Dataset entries

PR #58, opened 2020-11-27
Add a ChannelOption for a server to query the authenticated username.

jimstudt:
Some servers will need to know which user authenticated. This PR exposes that information through a `ChannelOption` named `SSHChildChannelOptions.Types. UsernameOption` which is a `String?` of the username if authenticated, otherwise nil.

The new code passes the `username` along with the chain of possible completions from an authentication request until it reaches the creation of the `.userAuthSuccess` message. This message is augmented with an associated `String?` to hold the username. Eventually, this message will arrive at the `SSHConnectionStateMachine`, where it will be recorded.

The `NIOSSHHandler` contains the `SSHConnectionStateMachine`, and there is a parent path reaching up from the `SSHChildHandler` to the `NIOSSHHandler`. This path is festooned with `var username:String?` properties to allow 
the `SSHChildHandler` to reach up and back down to get the username when the `UsernameOption` is requested.

I wonder a bit about adding the associated type to the `.userAuthSuccess` SSHMessage, but most of them have associated 
data already. I had to add explicit `nil` values wherever they are created without a username.

I could have stored the actual username directly in the `NIOSSHHandler`, but that would have required adding a per-message inspection in `NIOSSHHandler`. It was already being done in `SSHConnectionStateMachine`, but there isn't a parent link back up to set the value in `NIOSSHHandler`.

I didn't find a test which sets up a server and checks its behavior in order to write tests. I note that the other `ChannelOption`s are also untested and suspect that has something to do with it. My knowledge of NIO stops a little
short of understanding the `BackToBackEmbeddedChannel` test harness. I've been testing the PR from my SSHConsole 
project's `echo` server and it appears to work fine.

### DIFF
--- a/Sources/NIOSSH/Child Channels/ChildChannelOptions.swift
+++ b/Sources/NIOSSH/Child Channels/ChildChannelOptions.swift
@@ -53,4 +53,11 @@ extension SSHChildChannelOptions.Types {
 
         public init() {}
     }
+    
+    /// `UsernameOption` allows users to query the authenticated username of the channel.
+    public struct UsernameOption: ChannelOption {
+        public typealias Value = String?
+        
+        public init() {}
+    }
 }
--- a/Sources/NIOSSH/Child Channels/SSHChannelMultiplexer.swift
+++ b/Sources/NIOSSH/Child Channels/SSHChannelMultiplexer.swift
@@ -93,6 +93,9 @@ extension SSHChannelMultiplexer {
             self.erroredChannels.append(channelID)
         }
     }
+    
+    // The username which the server accepted in authorization
+    var username : String? { (delegate as? NIOSSHHandler)?.username }
 }
 
 // MARK: Calls from SSH handlers.
--- a/Sources/NIOSSH/Connection State Machine/Operations/AcceptsUserAuthMessages.swift
+++ b/Sources/NIOSSH/Connection State Machine/Operations/AcceptsUserAuthMessages.swift
@@ -41,7 +41,7 @@ extension AcceptsUserAuthMessages {
         let result = try self.userAuthStateMachine.receiveUserAuthRequest(message)
 
         if let future = result {
-            return .possibleFutureMessage(future.map(Self.transform(_:)))
+            return .possibleFutureMessage(future.map{ Self.transform($0, username: message.username) } )
         } else {
             return .noMessage
         }
@@ -65,10 +65,10 @@ extension AcceptsUserAuthMessages {
         }
     }
 
-    private static func transform(_ result: NIOSSHUserAuthenticationResponseMessage) -> SSHMultiMessage {
+    private static func transform(_ result: NIOSSHUserAuthenticationResponseMessage, username: String?) -> SSHMultiMessage {
         switch result {
         case .success:
-            return SSHMultiMessage(.userAuthSuccess)
+            return SSHMultiMessage(.userAuthSuccess(username))
         case .failure(let message):
             return SSHMultiMessage(.userAuthFailure(message))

Work order
Return every entry verbatim.

Output of the task
PR #58, opened 2020-11-27
Add a ChannelOption for a server to query the authenticated username.

jimstudt:
Some servers will need to know which user authenticated. This PR exposes that information through a `ChannelOption` named `SSHChildChannelOptions.Types. UsernameOption` which is a `String?` of the username if authenticated, otherwise nil.

The new code passes the `username` along with the chain of possible completions from an authentication request until it reaches the creation of the `.userAuthSuccess` message. This message is augmented with an associated `String?` to hold the username. Eventually, this message will arrive at the `SSHConnectionStateMachine`, where it will be recorded.

The `NIOSSHHandler` contains the `SSHConnectionStateMachine`, and there is a parent path reaching up from the `SSHChildHandler` to the `NIOSSHHandler`. This path is festooned with `var username:String?` properties to allow 
the `SSHChildHandler` to reach up and back down to get the username when the `UsernameOption` is requested.

I wonder a bit about adding the associated type to the `.userAuthSuccess` SSHMessage, but most of them have associated 
data already. I had to add explicit `nil` values wherever they are created without a username.

I could have stored the actual username directly in the `NIOSSHHandler`, but that would have required adding a per-message inspection in `NIOSSHHandler`. It was already being done in `SSHConnectionStateMachine`, but there isn't a parent link back up to set the value in `NIOSSHHandler`.

I didn't find a test which sets up a server and checks its behavior in order to write tests. I note that the other `ChannelOption`s are also untested and suspect that has something to do with it. My knowledge of NIO stops a little
short of understanding the `BackToBackEmbeddedChannel` test harness. I've been testing the PR from my SSHConsole 
project's `echo` server and it appears to work fine.

### DIFF
--- a/Sources/NIOSSH/Child Channels/ChildChannelOptions.swift
+++ b/Sources/NIOSSH/Child Channels/ChildChannelOptions.swift
@@ -53,4 +53,11 @@ extension SSHChildChannelOptions.Types {
 
         public init() {}
     }
+    
+    /// `UsernameOption` allows users to query the authenticated username of the channel.
+    public struct UsernameOption: ChannelOption {
+        public typealias Value = String?
+        
+        public init() {}
+    }
 }
--- a/Sources/NIOSSH/Child Channels/SSHChannelMultiplexer.swift
+++ b/Sources/NIOSSH/Child Channels/SSHChannelMultiplexer.swift
@@ -93,6 +93,9 @@ extension SSHChannelMultiplexer {
             self.erroredChannels.append(channelID)
         }
     }
+    
+    // The username which the server accepted in authorization
+    var username : String? { (delegate as? NIOSSHHandler)?.username }
 }
 
 // MARK: Calls from SSH handlers.
--- a/Sources/NIOSSH/Connection State Machine/Operations/AcceptsUserAuthMessages.swift
+++ b/Sources/NIOSSH/Connection State Machine/Operations/AcceptsUserAuthMessages.swift
@@ -41,7 +41,7 @@ extension AcceptsUserAuthMessages {
         let result = try self.userAuthStateMachine.receiveUserAuthRequest(message)
 
         if let future = result {
-            return .possibleFutureMessage(future.map(Self.transform(_:)))
+            return .possibleFutureMessage(future.map{ Self.transform($0, username: message.username) } )
         } else {
             return .noMessage
         }
@@ -65,10 +65,10 @@ extension AcceptsUserAuthMessages {
         }
     }
 
-    private static func transform(_ result: NIOSSHUserAuthenticationResponseMessage) -> SSHMultiMessage {
+    private static func transform(_ result: NIOSSHUserAuthenticationResponseMessage, username: String?) -> SSHMultiMessage {
         switch result {
         case .success:
-            return SSHMultiMessage(.userAuthSuccess)
+            return SSHMultiMessage(.userAuthSuccess(username))
         case .failure(let message):
             return SSHMultiMessage(.userAuthFailure(message))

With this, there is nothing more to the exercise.